(Saved data entries)
--*--

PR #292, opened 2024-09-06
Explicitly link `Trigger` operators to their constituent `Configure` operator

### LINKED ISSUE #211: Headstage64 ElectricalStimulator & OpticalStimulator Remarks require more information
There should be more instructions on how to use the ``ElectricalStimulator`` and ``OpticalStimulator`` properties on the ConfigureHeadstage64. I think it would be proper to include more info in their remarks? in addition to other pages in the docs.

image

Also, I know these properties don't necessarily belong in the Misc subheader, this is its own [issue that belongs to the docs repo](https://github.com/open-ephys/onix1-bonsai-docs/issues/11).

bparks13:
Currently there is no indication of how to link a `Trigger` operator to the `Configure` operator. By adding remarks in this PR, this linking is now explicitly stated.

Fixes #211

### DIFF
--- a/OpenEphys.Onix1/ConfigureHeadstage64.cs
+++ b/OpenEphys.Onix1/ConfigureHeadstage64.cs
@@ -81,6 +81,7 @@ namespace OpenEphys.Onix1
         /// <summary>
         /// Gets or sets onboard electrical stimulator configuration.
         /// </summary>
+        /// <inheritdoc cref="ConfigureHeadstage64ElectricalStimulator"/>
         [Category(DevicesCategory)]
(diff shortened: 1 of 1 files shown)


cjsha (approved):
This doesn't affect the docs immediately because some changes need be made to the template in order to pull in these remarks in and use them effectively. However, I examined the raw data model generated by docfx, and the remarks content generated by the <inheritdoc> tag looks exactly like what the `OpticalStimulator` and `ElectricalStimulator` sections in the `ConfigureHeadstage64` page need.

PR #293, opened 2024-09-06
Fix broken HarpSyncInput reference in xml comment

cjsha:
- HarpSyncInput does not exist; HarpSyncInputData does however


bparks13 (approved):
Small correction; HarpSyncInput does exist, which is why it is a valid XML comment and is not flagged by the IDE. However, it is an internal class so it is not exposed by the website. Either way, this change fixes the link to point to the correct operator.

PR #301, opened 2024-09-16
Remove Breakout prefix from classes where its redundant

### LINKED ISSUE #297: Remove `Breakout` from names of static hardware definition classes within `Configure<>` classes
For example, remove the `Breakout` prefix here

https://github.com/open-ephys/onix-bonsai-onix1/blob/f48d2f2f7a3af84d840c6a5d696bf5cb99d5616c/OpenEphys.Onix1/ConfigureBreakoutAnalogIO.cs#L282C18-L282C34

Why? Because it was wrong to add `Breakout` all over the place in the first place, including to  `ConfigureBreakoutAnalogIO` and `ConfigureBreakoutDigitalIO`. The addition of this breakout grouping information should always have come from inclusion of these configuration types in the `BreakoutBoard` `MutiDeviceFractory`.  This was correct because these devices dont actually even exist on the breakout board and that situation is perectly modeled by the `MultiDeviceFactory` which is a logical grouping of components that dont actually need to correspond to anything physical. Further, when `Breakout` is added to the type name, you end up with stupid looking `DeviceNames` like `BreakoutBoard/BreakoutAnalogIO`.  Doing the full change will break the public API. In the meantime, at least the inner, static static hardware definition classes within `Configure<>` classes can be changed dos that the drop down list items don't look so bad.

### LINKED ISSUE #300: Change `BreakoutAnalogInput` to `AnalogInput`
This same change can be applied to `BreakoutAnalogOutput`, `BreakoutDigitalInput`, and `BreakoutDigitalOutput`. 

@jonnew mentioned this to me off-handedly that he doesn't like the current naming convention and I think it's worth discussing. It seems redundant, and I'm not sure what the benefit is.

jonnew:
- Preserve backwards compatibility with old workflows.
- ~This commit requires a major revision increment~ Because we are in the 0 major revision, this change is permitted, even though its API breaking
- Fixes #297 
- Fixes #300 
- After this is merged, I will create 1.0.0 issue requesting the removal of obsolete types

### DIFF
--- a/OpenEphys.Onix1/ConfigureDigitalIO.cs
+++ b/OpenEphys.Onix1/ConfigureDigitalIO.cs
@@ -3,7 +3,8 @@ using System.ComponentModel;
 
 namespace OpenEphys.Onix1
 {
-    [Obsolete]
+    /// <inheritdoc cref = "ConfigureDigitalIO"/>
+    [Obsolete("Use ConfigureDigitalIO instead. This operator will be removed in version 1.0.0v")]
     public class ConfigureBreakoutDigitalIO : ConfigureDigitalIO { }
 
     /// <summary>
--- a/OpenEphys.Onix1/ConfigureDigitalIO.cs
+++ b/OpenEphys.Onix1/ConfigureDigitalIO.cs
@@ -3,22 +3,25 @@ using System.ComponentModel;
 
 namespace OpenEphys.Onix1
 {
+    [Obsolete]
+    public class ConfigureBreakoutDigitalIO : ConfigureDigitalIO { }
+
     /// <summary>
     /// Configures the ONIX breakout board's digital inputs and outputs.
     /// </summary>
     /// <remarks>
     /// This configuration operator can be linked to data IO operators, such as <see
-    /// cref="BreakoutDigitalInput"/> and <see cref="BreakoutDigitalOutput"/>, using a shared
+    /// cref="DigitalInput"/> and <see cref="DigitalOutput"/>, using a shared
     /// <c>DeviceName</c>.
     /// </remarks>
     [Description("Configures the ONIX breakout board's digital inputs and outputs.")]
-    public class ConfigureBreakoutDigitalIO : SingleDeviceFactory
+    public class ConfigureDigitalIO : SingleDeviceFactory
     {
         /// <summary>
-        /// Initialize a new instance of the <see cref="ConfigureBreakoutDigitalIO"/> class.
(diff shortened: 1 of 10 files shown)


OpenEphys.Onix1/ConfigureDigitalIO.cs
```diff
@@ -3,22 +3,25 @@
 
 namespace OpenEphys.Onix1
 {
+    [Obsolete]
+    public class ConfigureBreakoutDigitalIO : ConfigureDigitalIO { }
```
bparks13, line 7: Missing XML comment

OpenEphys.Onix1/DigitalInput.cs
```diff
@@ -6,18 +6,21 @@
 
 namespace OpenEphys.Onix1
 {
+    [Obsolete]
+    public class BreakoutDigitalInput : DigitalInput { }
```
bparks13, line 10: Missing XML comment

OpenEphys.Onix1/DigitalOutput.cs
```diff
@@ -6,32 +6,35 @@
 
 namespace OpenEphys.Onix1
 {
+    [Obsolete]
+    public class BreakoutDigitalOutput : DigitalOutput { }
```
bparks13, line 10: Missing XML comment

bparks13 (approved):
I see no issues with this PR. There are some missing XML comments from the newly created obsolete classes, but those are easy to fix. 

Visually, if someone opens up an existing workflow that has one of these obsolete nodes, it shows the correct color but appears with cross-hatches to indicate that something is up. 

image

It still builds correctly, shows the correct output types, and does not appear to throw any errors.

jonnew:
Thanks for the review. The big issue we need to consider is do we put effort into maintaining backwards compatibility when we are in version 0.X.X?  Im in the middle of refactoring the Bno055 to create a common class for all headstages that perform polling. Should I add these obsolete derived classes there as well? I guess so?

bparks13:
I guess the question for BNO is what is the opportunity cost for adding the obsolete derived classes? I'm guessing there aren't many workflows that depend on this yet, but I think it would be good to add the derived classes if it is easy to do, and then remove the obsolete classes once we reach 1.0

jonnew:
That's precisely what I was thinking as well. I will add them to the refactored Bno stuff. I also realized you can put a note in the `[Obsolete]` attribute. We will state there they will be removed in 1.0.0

--*--

__Work to complete__: Transcribe every record exactly, keeping each line as it is.

__Response to this exercise__:
PR #292, opened 2024-09-06
Explicitly link `Trigger` operators to their constituent `Configure` operator

### LINKED ISSUE #211: Headstage64 ElectricalStimulator & OpticalStimulator Remarks require more information
There should be more instructions on how to use the ``ElectricalStimulator`` and ``OpticalStimulator`` properties on the ConfigureHeadstage64. I think it would be proper to include more info in their remarks? in addition to other pages in the docs.

image

Also, I know these properties don't necessarily belong in the Misc subheader, this is its own [issue that belongs to the docs repo](https://github.com/open-ephys/onix1-bonsai-docs/issues/11).

bparks13:
Currently there is no indication of how to link a `Trigger` operator to the `Configure` operator. By adding remarks in this PR, this linking is now explicitly stated.

Fixes #211

### DIFF
--- a/OpenEphys.Onix1/ConfigureHeadstage64.cs
+++ b/OpenEphys.Onix1/ConfigureHeadstage64.cs
@@ -81,6 +81,7 @@ namespace OpenEphys.Onix1
         /// <summary>
         /// Gets or sets onboard electrical stimulator configuration.
         /// </summary>
+        /// <inheritdoc cref="ConfigureHeadstage64ElectricalStimulator"/>
         [Category(DevicesCategory)]
(diff shortened: 1 of 1 files shown)


cjsha (approved):
This doesn't affect the docs immediately because some changes need be made to the template in order to pull in these remarks in and use them effectively. However, I examined the raw data model generated by docfx, and the remarks content generated by the <inheritdoc> tag looks exactly like what the `OpticalStimulator` and `ElectricalStimulator` sections in the `ConfigureHeadstage64` page need.

PR #293, opened 2024-09-06
Fix broken HarpSyncInput reference in xml comment

cjsha:
- HarpSyncInput does not exist; HarpSyncInputData does however


bparks13 (approved):
Small correction; HarpSyncInput does exist, which is why it is a valid XML comment and is not flagged by the IDE. However, it is an internal class so it is not exposed by the website. Either way, this change fixes the link to point to the correct operator.

PR #301, opened 2024-09-16
Remove Breakout prefix from classes where its redundant

### LINKED ISSUE #297: Remove `Breakout` from names of static hardware definition classes within `Configure<>` classes
For example, remove the `Breakout` prefix here

https://github.com/open-ephys/onix-bonsai-onix1/blob/f48d2f2f7a3af84d840c6a5d696bf5cb99d5616c/OpenEphys.Onix1/ConfigureBreakoutAnalogIO.cs#L282C18-L282C34

Why? Because it was wrong to add `Breakout` all over the place in the first place, including to  `ConfigureBreakoutAnalogIO` and `ConfigureBreakoutDigitalIO`. The addition of this breakout grouping information should always have come from inclusion of these configuration types in the `BreakoutBoard` `MutiDeviceFractory`.  This was correct because these devices dont actually even exist on the breakout board and that situation is perectly modeled by the `MultiDeviceFactory` which is a logical grouping of components that dont actually need to correspond to anything physical. Further, when `Breakout` is added to the type name, you end up with stupid looking `DeviceNames` like `BreakoutBoard/BreakoutAnalogIO`.  Doing the full change will break the public API. In the meantime, at least the inner, static static hardware definition classes within `Configure<>` classes can be changed dos that the drop down list items don't look so bad.

### LINKED ISSUE #300: Change `BreakoutAnalogInput` to `AnalogInput`
This same change can be applied to `BreakoutAnalogOutput`, `BreakoutDigitalInput`, and `BreakoutDigitalOutput`. 

@jonnew mentioned this to me off-handedly that he doesn't like the current naming convention and I think it's worth discussing. It seems redundant, and I'm not sure what the benefit is.

jonnew:
- Preserve backwards compatibility with old workflows.
- ~This commit requires a major revision increment~ Because we are in the 0 major revision, this change is permitted, even though its API breaking
- Fixes #297 
- Fixes #300 
- After this is merged, I will create 1.0.0 issue requesting the removal of obsolete types

### DIFF
--- a/OpenEphys.Onix1/ConfigureDigitalIO.cs
+++ b/OpenEphys.Onix1/ConfigureDigitalIO.cs
@@ -3,7 +3,8 @@ using System.ComponentModel;
 
 namespace OpenEphys.Onix1
 {
-    [Obsolete]
+    /// <inheritdoc cref = "ConfigureDigitalIO"/>
+    [Obsolete("Use ConfigureDigitalIO instead. This operator will be removed in version 1.0.0v")]
     public class ConfigureBreakoutDigitalIO : ConfigureDigitalIO { }
 
     /// <summary>
--- a/OpenEphys.Onix1/ConfigureDigitalIO.cs
+++ b/OpenEphys.Onix1/ConfigureDigitalIO.cs
@@ -3,22 +3,25 @@ using System.ComponentModel;
 
 namespace OpenEphys.Onix1
 {
+    [Obsolete]
+    public class ConfigureBreakoutDigitalIO : ConfigureDigitalIO { }
+
     /// <summary>
     /// Configures the ONIX breakout board's digital inputs and outputs.
     /// </summary>
     /// <remarks>
     /// This configuration operator can be linked to data IO operators, such as <see
-    /// cref="BreakoutDigitalInput"/> and <see cref="BreakoutDigitalOutput"/>, using a shared
+    /// cref="DigitalInput"/> and <see cref="DigitalOutput"/>, using a shared
     /// <c>DeviceName</c>.
     /// </remarks>
     [Description("Configures the ONIX breakout board's digital inputs and outputs.")]
-    public class ConfigureBreakoutDigitalIO : SingleDeviceFactory
+    public class ConfigureDigitalIO : SingleDeviceFactory
     {
         /// <summary>
-        /// Initialize a new instance of the <see cref="ConfigureBreakoutDigitalIO"/> class.
(diff shortened: 1 of 10 files shown)


OpenEphys.Onix1/ConfigureDigitalIO.cs
```diff
@@ -3,22 +3,25 @@
 
 namespace OpenEphys.Onix1
 {
+    [Obsolete]
+    public class ConfigureBreakoutDigitalIO : ConfigureDigitalIO { }
```
bparks13, line 7: Missing XML comment

OpenEphys.Onix1/DigitalInput.cs
```diff
@@ -6,18 +6,21 @@
 
 namespace OpenEphys.Onix1
 {
+    [Obsolete]
+    public class BreakoutDigitalInput : DigitalInput { }
```
bparks13, line 10: Missing XML comment

OpenEphys.Onix1/DigitalOutput.cs
```diff
@@ -6,32 +6,35 @@
 
 namespace OpenEphys.Onix1
 {
+    [Obsolete]
+    public class BreakoutDigitalOutput : DigitalOutput { }
```
bparks13, line 10: Missing XML comment

bparks13 (approved):
I see no issues with this PR. There are some missing XML comments from the newly created obsolete classes, but those are easy to fix. 

Visually, if someone opens up an existing workflow that has one of these obsolete nodes, it shows the correct color but appears with cross-hatches to indicate that something is up. 

image

It still builds correctly, shows the correct output types, and does not appear to throw any errors.

jonnew:
Thanks for the review. The big issue we need to consider is do we put effort into maintaining backwards compatibility when we are in version 0.X.X?  Im in the middle of refactoring the Bno055 to create a common class for all headstages that perform polling. Should I add these obsolete derived classes there as well? I guess so?

bparks13:
I guess the question for BNO is what is the opportunity cost for adding the obsolete derived classes? I'm guessing there aren't many workflows that depend on this yet, but I think it would be good to add the derived classes if it is easy to do, and then remove the obsolete classes once we reach 1.0

jonnew:
That's precisely what I was thinking as well. I will add them to the refactored Bno stuff. I also realized you can put a note in the `[Obsolete]` attribute. We will state there they will be removed in 1.0.0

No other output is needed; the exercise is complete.